Data Tracking under Competition

We explore the welfare implications of data-tracking technologies that enable firms to collect consumer data and use it for price discrimination. The model we develop centers around two features: competition between firms and consumers’ level of sophistication. We find that the absence of data tracking may lead to a decrease in consumer surplus, even when consumers are myopic. Importantly, this result relies critically on competition: consumer surplus may be higher when data-tracking technologies are used only when multiple firms offer substitutable products.

Strategic Release of Information in Platforms: Entry, Competition, and Welfare

This paper establishes that two-sided platforms have an incentive to strategically disclose (coarse) information about demand to the supply side as this can considerably boost their profits. However, this practice may also adversely affect the welfare of consumers. By optimally designing its information disclosure policy, a platform can influence the entry and pricing decisions of its potential suppliers. On the other hand, consumers may end up being worse off as they have access to fewer trading options and/or face higher prices compared to when the platform refrains from sharing any demand information to its potential suppliers.

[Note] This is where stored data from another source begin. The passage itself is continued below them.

PR #2846, opened 2025-11-10
Add an "accommodation time factor" to provide for extra time on timed tests.

drgrice1:
This accommodation time factor is a user property and is set when editing a student on the "Accounts Manager" page. The time that a student will have to complete any timed test is the product of the "Test Time Limit" set for the test on the "Set Detail" page, and this accommodation time factor for the student taking the test.  By default the accommodation time factor for each student is 1, but can be set to something like 1.5 to determine that a student is allowed time and a half to complete timed tests.

The point of this is that it is a bit tedious to need to go through all timed tests and change the test time limit for all of the students that need to be given extra time for accessibility accommodations. With this you only need to set one number, and it is rather convenient to do so for all of the students in the class that need it from one page.

Since this is a per user setting, this requires the addition of a new column to the user table in the database.

### DIFF
--- a/htdocs/js/ActionTabs/actiontabs.js
+++ b/htdocs/js/ActionTabs/actiontabs.js
@@ -6,6 +6,7 @@
 		actionLink.addEventListener('show.bs.tab', () => {
 			if (takeAction) takeAction.value = actionLink.textContent;
 			if (currentAction) currentAction.value = actionLink.dataset.action;
+			takeAction.formNoValidate = actionLink.dataset.noValidate ? true : false;
 		});
 	});
 
--- a/htdocs/js/UserList/userlist.js
+++ b/htdocs/js/UserList/userlist.js
@@ -58,7 +58,7 @@
 					}
 				} else {
 					element?.classList.remove('is-invalid');
-					if (element.id in event_listeners) {
+					if (element && element.id in event_listeners) {
 						element?.removeEventListener('change', event_listeners[element.id]);
 						delete event_listeners[element.id];
 					}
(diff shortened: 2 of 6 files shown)


Alex-Jordan:
When entering an accommodation time factor, is there any way to protect against invalid input? For example if I enter "1.5a", I get a a perl error.

drgrice1:
I will see what can be done.  It looks like that is going to take quite a bit of restructuring of the user list code to do anything about it though. There isn't currently a mechanism for data validation there.

Alex-Jordan:
A funny thing is that you can use a negative number as well, which is valid from the perspective of the database column type. So no error. But then the test version's close date ends up being earlier than its open date.

drgrice1:
I added validation of the "Accomodation Time Factor".

somiaj:
I wonder if there is any standard on to what the factors can be. The only ones I've seen are 1, 1.5, 2. I suspect those are the most common. Though making a drop down menu that only shows the ones we think might arise probably isn't best. Wonder if there is some standard that we could follow for this.

Alex-Jordan:
Also unlimited time might be a standard option.

Alex Jordan
Mathematics Instructor
Portland Community College

drgrice1:
I am not sure why we are discussing switching to a drop down.  This works well and covers the possibilities (other than the unlimited time which a drop down won't help with the implementation of), so why make that change?

somiaj:
I was just brainstorming mostly, but didn't think a drop down menu was needed.

Tested the current setup and all is working as expected. Though I would suggest using a step of 0.5 instead of the default of 1, so the up/down arrows to change the number will be slightly more useful in common cases. I don't know if any places use factors of 1.25 or 1.75, but a step of 0.25 could also be useful. I am okay with how it is, but 1.5 is a very common factor in my use case, so having the arrows able to reach that would be convenient but not needed.

drgrice1:
Actually, this does not use the default step of 1. It uses a step of "any".  That is a special step value that allows any decimal number. Unfortunately the arrows perform an increment or decrement of 1, and there isn't any way to change that while allowing any decimal. Note that setting a step of 0.5 means that numbers like 1.25 are not allowed, and that is not what we want.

Supply Disruptions and Optimal Network Structures

This paper studies multi-tier supply chain networks in the presence of disruption risk. Firms decide how to source their inputs from upstream suppliers so as to maximize their expected profits, and prices of intermediate goods are set so that markets clear. We provide an explicit characterization of equilibrium prices and profits, which allows us to derive insights into how the network structure, i.e., the number of firms in each tier, production costs, and disruption risk, affect firms’ profits. Also, we consider supply chains that are formed endogenously and argue that endogenous entry leads to chains that are inefficient in terms of the number of firms that engage in production.

Information Sale and Competition

This paper studies the interaction between a seller of an information product and potential buyers that compete in a downstream market. Our results illustrate that the nature and intensity of competition are key in determining the optimal strategy. We show that when customers’ actions are strategic complements, the provider finds it optimal to offer the most accurate information to all potential customers. In contrast, when customers’ actions are strategic substitutes, the provider maximizes her profits by either (i) restricting the supply of the information product, or (ii) distorting its content. We also establish that the provider’s incentive to restrict the supply information intensifies in the presence of information leakage.

Competitive Targeted Advertising over Networks

This paper examines a game-theoretic model of competition between firms which can target their marketing budgets to individuals embedded in a social network. We provide a sharp characterization of the optimal targeted advertising strategies and highlight their dependence on the underlying social network structure. Furthermore, we provide conditions under which it is optimal for the firms to asymmetrically target a subset of the individuals and establish a lower bound on the ratio of their payoffs in these asymmetric equilibria. Finally, we find that at equilibrium firms invest inefficiently high in targeted advertising and the extent of the inefficiency is increasing in the centralities of the agents they target.

Price and Capacity Competition

We study the efficiency of oligopoly equilibria in a model where firms compete over capacities and prices. We show that efficiency in the worst oligopoly equilibria can be arbitrarily low. However, if the best oligopoly equilibrium is selected (among multiple equilibria), the worst-case efficiency loss is $$2(\sqrt{N}-1)/(N-1)$$ with $N$ firms, and this bound is tight. We also suggest a simple way of implementing the best oligopoly equilibrium.